Run through the data and copy out every line that mentions the word "future".

*** Begin section ***

PR #138, opened 2022-08-05
Add comparison (equality and inequality) operators to Grids.

ehpor:
This allows grids to be compared for equality:

```python
if grid1 == grid2:
    print('These two grids are equal.')
else:
    print('These two grids are different.')
```

The inequality operator (`!=`) is defined implicitly by Python 3 based on the equality operator.

Note that even if Grids contain the same coordinates but are different types, then the comparison will return False. This is intentional.

### DIFF
--- a/tests/test_field.py
+++ b/tests/test_field.py
@@ -200,6 +200,8 @@ def test_grid_hashing_and_comparison():
 	assert hash(grid1) != hash(grid3)
 	assert grid1 != grid3
 	assert grid3 != grid1
+	assert grid2 != grid3
+	assert grid3 != grid2
 
 	grid4 = make_pupil_grid(128)
 	print('start')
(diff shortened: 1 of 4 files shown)


tests/test_field.py
```diff
@@ -188,33 +188,53 @@ def test_field_svd():
...
 
 	grid2 = CartesianGrid(SeparatedCoords(copy.deepcopy(grid1.separated_coords)))
 	assert hash(grid1) != hash(grid2)
+	assert grid1 != grid2
+	assert grid2 != grid1
 
 	grid3 = CartesianGrid(UnstructuredCoords(copy.deepcopy(grid1.coords)))
 	assert hash(grid1) != hash(grid3)
+	assert grid1 != grid3
+	assert grid3 != grid1
```
syhaffert, line 203: Add an assert grid2 != grid3. Otherwise we will miss a code check for unstructure vs separated coords.

syhaffert (changes requested):
I have 1 small comment.

tests/test_field.py
ehpor: Done. Also added the reverse (which goes through a different code path.

syhaffert (approved):

ehpor:
Force merging because of the last commit (due to merges right before this one); the review is still valid.

PR #139, opened 2022-08-05
Add the JWST aperture.

ehpor:
This aperture is based on the one from WebbPSF. (FYI @mperrin)

This PR adds:
* Irregular polygons. I'm using Matplotlib Paths for evaluating those. This uses a bounding box, where only values inside the bounding box are evaluated. This provides an ~3x performance improvement. I didn't spend a lot of time on improving upon this even more.
* JWST aperture. This uses irregular polygons for the segments as they are slightly non-hexagonal. This is based on the pre-launch values as explained in the docstring/documentation.

This PR depends on #136, so test failures are expected until that PR is merged and this PR is rebased.

Reference apertures for test (with and without struts):

image


hcipy/aperture/generic.py
```diff
@@ -119,6 +121,37 @@ def func(grid):
...
+	vertices : iterable of length 2 iterables
+		The vertices of the polygon.
+
+	Returns
+	-------
+	Field generator
+		The generator for the polygonal aperture.
+	'''
+	p = Path(vertices)
+
```
syhaffert, line 138: Should we add a check here to see if it creates a valid polygon?

1. Is the path closed?
2. What happens when the vertices cross each other?

Or is this over kill at the moment? We could always add that in a future PR.

hcipy/aperture/realistic.py
```diff
@@ -1079,3 +1079,249 @@ def func(grid):
...
+			val /= pupil_diameter
+
+		pupil_diameter = 1
+
+	segments = [irregular_polygon_aperture(vertices) for vertices in segment_parameters.values()]
+	struts = [make_obstruction(irregular_polygon_aperture(vertices)) for vertices in strut_parameters.values()]
+
+	def func(grid):
+		ota = sum((segment(grid) for segment in segments))
+
```
syhaffert, line 1304: what is ota? It is probably better to use a descriptive variable name.

syhaffert (changes requested):
I have two comments for this PR.

hcipy/aperture/generic.py
ehpor: 1. The path is automatically closed by matplotlib.
2. For four vertices on a square, this is what happens if you have them in the right order:
image
and this for the wrong order:
image

hcipy/aperture/realistic.py
ehpor: optical telescope assembly. I agree with not having acronyms, so I'll change it.

hcipy/aperture/generic.py
syhaffert: Okay. Then this is resolved.

hcipy/aperture/realistic.py
syhaffert: ok.

syhaffert (approved):

PR #140, opened 2022-08-08
Improve aperture performance

ehpor:
This PR improves the speed of spiders and hexagonal segmented apertures by ~4x. This PR also adds tests for the circular and rectangular apertures.

Method
---
For spiders, I wrote specialized code for separated Cartesian grids, the most used grid in HCIPy. Most calculations can be performed much quicker because of the reduced array sizes,

For segmented apertures, I introduced a new keyword for Field generators; `return_with_mask`. This keyword, if it is `True` (default `False`), the function does not return a Field, but rather a `ndarray, mask` tuple. The mask can either be a tuple or a ndarray, to be used to mask the shaped or non-shaped version of a zero field with the original grid. This keyword allows for much more simplified additions to existing fields, which the `make_segmented_aperture()` function exploits to get higher performance.

This new keyword is not required for any Field generators, and is only used if it's available (as probed by the `inspect.signature()` function.

Benchmarks
---
Setup:
```python
pupil_grid = make_pupil_grid(512)

circle = circular_aperture(1)
rectangle = rectangular_aperture([1, 1])
hexagon = hexagonal_aperture(1)
spider = make_spider([0, 0.2], [0.5, 0.4], 0.03)
spider_infinite = make_spider_infinite([0, 0], 30, 0.03)

elt = make_elt_aperture(True)
gmt = make_gmt_aperture(True)
hicat = make_hicat_aperture(True)
tmt = make_tmt_aperture(True)
luvoir_a = make_luvoir_a_aperture(True)
luvoir_b = make_luvoir_b_aperture(True)
```
Current master branch:
```plain
HCIPy 0.4.1.dev196+geb74202 :
circle:     1.14 ms ± 11.6 µs per loop (mean ± std. dev. of 7 runs, 1000 loops each)
rectangle:  591 µs ± 22.3 µs per loop (mean ± std. dev. of 7 runs, 1000 loops each)
hexagon:    5.16 ms ± 145 µs per loop (mean ± std. dev. of 7 runs, 100 loops each)
spider:     9.01 ms ± 80.7 µs per loop (mean ± std. dev. of 7 runs, 100 loops each)
spider_inf: 5.68 ms ± 114 µs per loop (mean ± std. dev. of 7 runs, 100 loops each)
ELT:        604 ms ± 11.6 ms per loop (mean ± std. dev. of 7 runs, 1 loop each)
GMT:        178 ms ± 2.44 ms per loop (mean ± std. dev. of 7 runs, 10 loops each)
HiCAT:      84.6 ms ± 745 µs per loop (mean ± std. dev. of 7 runs, 10 loops each)
TMT:        392 ms ± 11.9 ms per loop (mean ± std. dev. of 7 runs, 1 loop each)
LUVOIR-A:   107 ms ± 902 µs per loop (mean ± std. dev. of 7 runs, 10 loops each)
LUVOIR-B:   42.1 ms ± 674 µs per loop (mean ± std. dev. of 7 runs, 10 loops each)
```
This PR:
```plain
HCIPy 0.4.1.dev200+g4395158 :
circle:     1.13 ms ± 10.2 µs per loop (mean ± std. dev. of 7 runs, 1000 loops each)
rectangle:  583 µs ± 11.8 µs per loop (mean ± std. dev. of 7 runs, 1000 loops each)
hexagon:    5.05 ms ± 162 µs per loop (mean ± std. dev. of 7 runs, 100 loops each)
spider:     1.87 ms ± 8.72 µs per loop (mean ± std. dev. of 7 runs, 1000 loops each)
spider_inf: 1.78 ms ± 14.8 µs per loop (mean ± std. dev. of 7 runs, 1000 loops each)
ELT:        150 ms ± 656 µs per loop (mean ± std. dev. of 7 runs, 10 loops each)
GMT:        178 ms ± 1.27 ms per loop (mean ± std. dev. of 7 runs, 10 loops each)
HiCAT:      28.6 ms ± 725 µs per loop (mean ± std. dev. of 7 runs, 10 loops each)
TMT:        103 ms ± 907 µs per loop (mean ± std. dev. of 7 runs, 10 loops each)
LUVOIR-A:   30.6 ms ± 341 µs per loop (mean ± std. dev. of 7 runs, 10 loops each)
LUVOIR-B:   12.4 ms ± 85.9 µs per loop (mean ± std. dev. of 7 runs, 100 loops each)
```


tests/test_aperture.py
```diff
@@ -51,6 +52,25 @@ def test_regular_polygon_aperture():
...
 
+def test_circular_aperture():
+	pupil_diameter = 1
+
+	for diameter in [1, 0.5]:
+		name = 'circular/pupil'
+		name += '_small' if diameter < 0.7 else '_large'
+
+		# Use a functools.partial() here to avoid the name collision of the diameter argument.
+		check_aperture(functools.partial(circular_aperture, diameter=diameter), pupil_diameter, name)
```
syhaffert, line 63: circular_aperture will become make_circular_aperture due to PR #141 .

tests/test_aperture.py
```diff
@@ -51,6 +52,25 @@ def test_regular_polygon_aperture():
...
+
+def test_rectangular_aperture():
+	pupil_diameter = 1
+
+	for size in [[0.5, 0.5], [1, 0.5]]:
+		name = 'rectangular/pupil'
+		name += '_square' if size[0] == size[1] else '_elongated'
+
+		check_aperture(rectangular_aperture, pupil_diameter, name, size=size)
```
syhaffert, line 72: rectangular_aperture will become make_rectangular_aperture due to PR #141 .

tests/test_aperture.py
ehpor: I know, which is why #141 is a draft PR and will not be merged until this PR. Any merge conflicts will be fixed in #141, not the other way around.

tests/test_aperture.py
ehpor: I know, which is why #141 is a draft PR and will not be merged until this PR. Any merge conflicts will be fixed in #141, not the other way around.

hcipy/aperture/generic.py
```diff
@@ -302,13 +320,27 @@ def make_spider(p1, p2, spider_width):
...
+
+		x = x - shift[0]
+		y = y - shift[1]
 
 		x_new = x * np.cos(spider_angle) + y * np.sin(spider_angle)
 		y_new = y * np.cos(spider_angle) - x * np.sin(spider_angle)
-		spider_grid = CartesianGrid(UnstructuredCoords([x_new, y_new]))
 
-		return 1 - spider(spider_grid)
+		spider = x_new <= (spider_length / 2)
```
syhaffert, line 338: Wouldn't 
```
spider = abs(x_new) < spider_length / 2
spider *= abs(y_new) < spider_width / 2
```
be cleaner?

hcipy/aperture/generic.py
```diff
@@ -331,13 +363,26 @@ def make_spider_infinite(p, angle, spider_width):
...
+		y = y + p[1]
 
 		x_new = x * np.cos(spider_angle) + y * np.sin(spider_angle)
 		y_new = y * np.cos(spider_angle) - x * np.sin(spider_angle)
-		infinite_spider = np.logical_and(np.abs(y_new) <= (spider_width / 2), x_new >= 0)
 
-		return Field(1 - infinite_spider, grid)
+		infinite_spider = y_new <= (spider_width / 2)
+		infinite_spider *= y_new >= (-spider_width / 2)
+		infinite_spider *= x_new >= 0
```
syhaffert, line 383: `
spider = abs(y_new) <= spider_width / 2
`
?

ehpor:
For the spiders, doing comparison in this way is actually faster than an `abs()`:

```python
import numpy as np
import numexpr as ne

x = np.random.randn(1024*1024)

def f(x):
    res = x < 1
    res *= x > -1
    
    return res

%timeit f(x)

def g(x):
    res = np.abs(x) < 1
    
    return res

%timeit g(x)

def h(x):
    res = x * x < 1
    
    return res

%timeit h(x)

def i(x):
    res = ne.evaluate("x * x < 1", local_dict={'x': x})
    
    return res

%timeit i(x)
```

gives

```
1.77 ms ± 103 µs per loop (mean ± std. dev. of 7 runs, 1000 loops each)
3.57 ms ± 85.2 µs per loop (mean ± std. dev. of 7 runs, 100 loops each)
3.59 ms ± 32.6 µs per loop (mean ± std. dev. of 7 runs, 100 loops each)
630 µs ± 23.5 µs per loop (mean ± std. dev. of 7 runs, 1000 loops each)
```

So doing the comparisons separately is actually twice as fast as the abs. Using numexpr is even faster, but considering future changes to multi-backend, it's not worth having specialized code for numpy just yet. That'll be for the future once backends are separated.

hcipy/aperture/generic.py
ehpor: See https://github.com/ehpor/hcipy/pull/140#issuecomment-1219615161.

hcipy/aperture/generic.py
ehpor: See https://github.com/ehpor/hcipy/pull/140#issuecomment-1219615161.

syhaffert (approved):
Looks great. Let's merge.

ehpor:
> That is interesting. I wouldn't have thought that that would be the case. Okay no more comments from me then.

Yeah, me too at first. Something to do with the multiplication taking place in float64 vs boolean. I added a comment in the code with the counterintuitive result. I've used this trick too many times by now that it seemed obvious to me, but it's actually not trivial.

Merging after CI finishes.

*** End section ***

The completed task:
Or is this over kill at the moment? We could always add that in a future PR.
So doing the comparisons separately is actually twice as fast as the abs. Using numexpr is even faster, but considering future changes to multi-backend, it's not worth having specialized code for numpy just yet. That'll be for the future once backends are separated.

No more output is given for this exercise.